Out of sight, out of mind? Not really
By playing a trick on the brain, neuroscientists at MIT's McGovern Institute for Brain Research have discovered one way that humans naturally recognize objects.
The work, reported in the Aug. 7 online issue of Nature Neuroscience, may have implications for artificial vision systems and provide insight into problems in visual recognition that are often associated with dyslexia and autism.
"We all have an uncanny ability to recognize familiar objects and faces even though we never see the same image on our eye twice," said James DiCarlo, head of the research team and an assistant professor in MIT's Department of Brain and Cognitive Sciences (BCS). "For example, even when viewing a stable scene, the image striking our eyes changes up to 200 times a minute-each time our eyes move. Somehow the brain recognizes commonalities among the ever-changing stream of images coming into our eyes." Instead of seeing the world as if in strobe light with objects jumping in and out of existence, we perceive objects to be stable.
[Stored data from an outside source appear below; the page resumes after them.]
PR #1178, opened 2018-01-17
Add encryption to sensible fields of io.cozy.accounts

jinroh:


cmd/config.go
```diff
@@ -119,8 +120,61 @@ example: cozy-stack config passwd ~/.cozy/
 	},
 }
 
+var genRSAKeysCmd = &cobra.Command{
+	Use:   "gen-rsa-keys [filepath]",
+	Short: "Generate an RSA key pair",
+	Long: `
+cozy-stack config gen-rsa-keys generate a RSA key-pair and save them in the
+specified path. The public key filename is given a ".pub" extension suffix.
+The files permissions are 0400 for private key and 0444 for the public key.
```
nono: Can we use 0440 for the public key? I don't see a reason to allow the whole world to read this key.

web/data/data.go
```diff
@@ -466,6 +403,22 @@ func Routes(router *echo.Group) {
 	router.GET("/", dataAPIWelcome)
 	router.GET("/_all_doctypes", allDoctypes)
 
+	// Accounts are handled specifically to remove the auth fields
+	{
+		accountGroup := router.Group("/"+consts.Accounts, accountDoctype)
```
nono: Can you add some tests? I had some surprises with echo router while working on the sharing and I'd prefer to be sure that all the routes work as intented

pkg/accounts/credentials.go
```diff
@@ -0,0 +1,94 @@
...
+	// make a buffer containing the length of the login in bigendian over 4
+	// bytes, followed by the login and password contatenated.
+	creds := make([]byte, plainPrefixLen+loginLen+len(password))
+
+	// put the length of login in the first 4 bytes
+	binary.BigEndian.PutUint32(creds[0:], uint32(loginLen))
+
+	// copy the concatenation of login + password in the end
+	copy(creds[plainPrefixLen:], login)
+	copy(creds[plainPrefixLen+loginLen:], password)
```
nono: Can you add a test where you encrypt and then decrypt a login+password where the login has some not-ascii characters?

It looks like `loginLen` is the number of runes of login, but `creds` is a slice of bytes and it should be the number of bytes of login that should be used to compute the offet. Maybe I'm missing something, so a test would be a nice way to be sure that we are doing this correctly.

web/data/accounts.go
```diff
@@ -0,0 +1,218 @@
...
+		return err
+	}
+
+	if encryptAccount(out) {
+		if err = couchdb.UpdateDoc(instance, out); err != nil {
+			return err
+		}
+	}
+
+	perm, err := permissions.GetPermission(c)
```
nono: I'd prefer if we check the permissions before doing the `encryptAccount`. No good reason, it's just that is seems more logical.

web/data/accounts.go
```diff
@@ -0,0 +1,218 @@
...
+		return createNamedDoc(c, doc)
+	}
+
+	errWhole := permissions.AllowWholeType(c, permissions.PUT, doc.DocType())
+	if errWhole != nil {
+		// we cant apply to whole type, let's fetch old doc and see if it applies there
+		var old couchdb.JSONDoc
+		errFetch := couchdb.GetDoc(instance, doc.DocType(), doc.ID(), &old)
+		if errFetch != nil {
+			return errFetch
```
nono: Is it expected that we forbid the creation of a new account for permissions that are not on the whole type?

web/data/accounts.go
```diff
@@ -0,0 +1,218 @@
...
+				login, _ := m["login"].(string)
+				passwordEncrypted, err = accounts.EncryptCredentials(login, password)
+				encrypted = err == nil
+			}
+		} else if mm, ok := v.(map[string]interface{}); ok && encryptMap(mm) {
+			encrypted = true
+		}
+	}
+	if len(passwordEncrypted) > 0 {
+		delete(m, "password")
```
nono: "login" is not deleted here: does it mean that we have login in clear text + in the encrypted field?

web/data/accounts.go
jinroh: Not really. I'll simplify this handler to only handle the whole type.

web/data/accounts.go
jinroh: The permissions are already checked before, line 52. This is a specific check for the token type.

pkg/accounts/credentials.go
jinroh: `loginLen` is actually the [number of bytes in the string](https://golang.org/pkg/builtin/#len). The number of runes would be returned by the method [RuneCountInString](https://golang.org/pkg/unicode/utf8/#RuneCountInString).

However, you're right and tests are on their way :)

cmd/config.go
```diff
@@ -119,8 +120,61 @@ example: cozy-stack config passwd ~/.cozy/
 	},
 }
 
+var genKeysCmd = &cobra.Command{
+	Use:   "gen-keys [filepath]",
+	Short: "Generate an key pair for encryption and decryption of credentials",
+	Long: `
+cozy-stack config gen-keys generate a key-pair and save them in the
+specified path. The decryptor key filename is given a ".dec" extension suffix
+and the encryptor filename a ".dec". The files permissions are 0400.
```
aenario: typo ;-)

web/data/accounts.go
jinroh: Actually, it may be used by some konnectors who need to update their account during their execution. They have a specific permission on the account with its ID.

PR #1188, opened 2018-01-23
Add RandomStringFast method

jinroh:
This PR adds a `RandomStringFast` method allowing to pass a specific RNG (not thread-safe). It maximises the entropy for each roundtrip with the RNG, wasting now 4bits of entropy per 64bits , instead of 56bits wasted by the `RandomString` method. It encodes 6 bits of entropy per character with a 64 character set `[0-9a-zA-Z_-]` (the same as `base64.URLEncoding`).

In addition, the statestore used to store OAuth credentials now uses a rand/crypto for its security-sensitive work.

### DIFF
--- a/pkg/utils/utils.go
+++ b/pkg/utils/utils.go
@@ -33,7 +33,7 @@ func RandomString(n int) string {
 // RandomStringFast returns a random string containing printable ascii
 // characters: [0-9a-zA-Z_-]{n}. Each character encodes 6bits of entropy. To
 // avoid wasting entropy, it is better to create a string whose length is a
-// multiple of 10. For instance a 20 bytes string will encode 120 bytes of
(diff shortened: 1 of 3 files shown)


pkg/utils/utils.go
```diff
@@ -30,6 +30,26 @@ func RandomString(n int) string {
 	return string(b)
 }
 
+// RandomStringFast returns a random string containing printable ascii
+// characters: [0-9a-zA-Z_-]{n}. Each character encodes 6bits of entropy. To
+// avoid wasting entropy, it is better to create a string whose length is a
+// multiple of 10. For instance a 20 bytes string will encode 120 bytes of
```
nono: s/120 bytes/120 bits/

PR #1203, opened 2018-01-29
Add global read/write timeouts

jinroh:
This PR adds global timeouts on the created `http.Server`. To support longer timeouts for upload and download handler, a special read/writer is used using a moving window as timeout, shifted on each read/write operation.

The `ErrorHandler` is also modified to better support the `Accept` header negotiation.


jinroh:
Closing. Too long in WIP.

PR #1212, opened 2018-01-31
Account deletion: add couchdb.JSONDoc value case

jinroh:


pkg/accounts/accounts.go
```diff
@@ -122,17 +122,29 @@ func init() {
...
 				}
 				if konnector == "" {
+					log.Info("No associated konnector for account: " +
+						"cannot create on_delete job")
 					return nil
 				}
 
+				logger.
+					WithField("konnector", konnector).
+					Info("Pusing job for konnector on_delete")
```
ptbrowne: s/Pusing/Pushing/

PR #1224, opened 2018-02-06
Add a no-retry flag on jobs to avoid a retry when needed

jinroh:
This PR adds a flag to avoid a retry for jobs. A konnector can send in its `critical` JSON message log a `no_retry` field as `true`, the job won't be retried, regardless the worker configuration.

### DIFF
--- a/pkg/jobs/worker.go
+++ b/pkg/jobs/worker.go
@@ -121,13 +121,13 @@ func (c *WorkerContext) WithCookie(cookie interface{}) *WorkerContext {
 }
 
 // SetNoRetry set the no-retry flag to prevent a retry on the next execution.
-func (w *WorkerContext) SetNoRetry() {
-	w.noRetry = true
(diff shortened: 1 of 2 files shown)


pkg/jobs/worker.go
```diff
@@ -367,7 +382,7 @@ func (t *task) exec(ctx *WorkerContext) (err error) {
 			if !ok {
 				err = fmt.Errorf("%v", r)
 			}
-			joblog.Errorf("%s: %s", r, debug.Stack())
+			ctx.Logger().Errorf("[panic] %s: %s", r, debug.Stack())
```
ptbrowne: c'est quoi la diff ?

jinroh: le logger est plus précis en ajoute des informatiosn sur le domaine / jobID / workerID etc. ce qui permet d'avoir plus de contexte sur le panic en question.

PR #1229, opened 2018-02-08
fix: add Promise polyfill for IE11 🚑

gregorylegarec:


gregorylegarec:
[Promise is undefined sous IE11](https://trello.com/c/dxF7kAP7/855-promise-is-undefined-sous-ie11)

assets/templates/login.html
```diff
@@ -81,6 +81,7 @@ <h1>{{.Title}}</h1>
         </div>
       </main>
     </div>
+    <script src="{{asset .Domain "/scripts/polyfills/promise.js"}}"></script>
```
nono: Promise and Fetch needs polyfills only for IE? Maybe we can use a conditional comment to load the polyfills only on IE, like this:

```html
<!--[if IE]>
  <script src="{{asset .Domain "/scripts/polyfills/promise.js"}}"></script>
  <script src="{{asset .Domain "/scripts/polyfills/fetch.js"}}"></script>
<![endif]-->
```

nono: Forget that, it looks like IE11 doesn't support conditional comments...

gregorylegarec: Also @clochix has reported some user experimenting the same kind of problem on Android.

gregorylegarec:
[Erreur de login sur IE](https://trello.com/c/AR2hp2n4/854-erreur-de-login-sur-ie)

PR #1237, opened 2018-02-14
fix: fix trust device layout

Narkfr:


Narkfr:
[(2) Améliorer la page de double authentification](https://trello.com/c/yRv5bwKC/861-2-am%C3%A9liorer-la-page-de-double-authentification)

assets/styles/login.css
```diff
@@ -194,6 +194,15 @@ label {
     font-size: .9em;
     padding: .55em 0
 }
+/* Specific styles for trust-device checkbox */
+label.two-factor-trust-device-label {
```
gregorylegarec: Does this selector need to be so specific ? Do you think we can only keep `.two-factor-trust-device-label` ?

gregorylegarec:
Thanks @Narkfr ⚽️

PR #1255, opened 2018-02-27
Remove sharing stuff

nono:


nono:
@goldoraf with this PR, the endpoints `/permissions/doctype/:doctype/sharedWithMe` and `/permissions/doctype/:doctype/sharedByMe` will respond a 404. Is it an issue for Drive/Photos?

Although one theory holds that this ability is hardwired in the brain, the current study supports the opposing hypothesis, indicating that the brain learns to recognize objects by merging images produced while our eyes explore the visual world.
"Our study focused on how eye movements might contribute to our effortless ability to recognize objects at different locations," DiCarlo said. "Because each eye movement rapidly brings each object from one location on our eye to another, we hypothesized that the movements help us learn to recognize an object, regardless of its location." In other words, these movements might enable the brain to learn that Jane is still Jane even when we are not looking directly at her.
"To test this hypothesis, we played a trick on the brain," explained lead author David Cox, a BCS graduate student. "We created an artificial visual world where objects on a computer screen did not stay the same, but were replaced by another object while the subjects' eyes were moving."
Subjects were shown one object in their peripheral vision. While they were moving their eyes to focus directly on that object, the researchers substituted a slightly different object.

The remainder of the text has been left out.